Assigned task: Go through the entries below and return every line that contains "endpoint".

Source material:
PR #356, opened 2017-02-09
Add template string support to endpoint select

job13er:

# CHANGELOG

* **Added** support for template strings in `endpoint` version of `select` renderer. You can now specify something like this in your bunsen view:  
  ```js 
  {
    endpoint: '/api/v1/heroes',
    recordsPath: 'data',
    labelAttribute: '${name} (${secret})'
    valueAttribute: 'id'
  }
  ```

* **Fixed** a bug where `record.get('title')` was being used instead of `get(record, 'title')` which broke in the ajax use case where the `record` was a POJO and did not have `.get()` defined.

### DIFF
--- a/.travis.yml
+++ b/.travis.yml
@@ -32,18 +32,19 @@ matrix:
 before_install:
   - npm config set spin false
   - npm install -g coveralls pr-bumper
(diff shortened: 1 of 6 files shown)


sandersky:
:+1:

sandersky:
:+1:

Worked solution:
Add template string support to endpoint select
* **Added** support for template strings in `endpoint` version of `select` renderer. You can now specify something like this in your bunsen view:  
    endpoint: '/api/v1/heroes',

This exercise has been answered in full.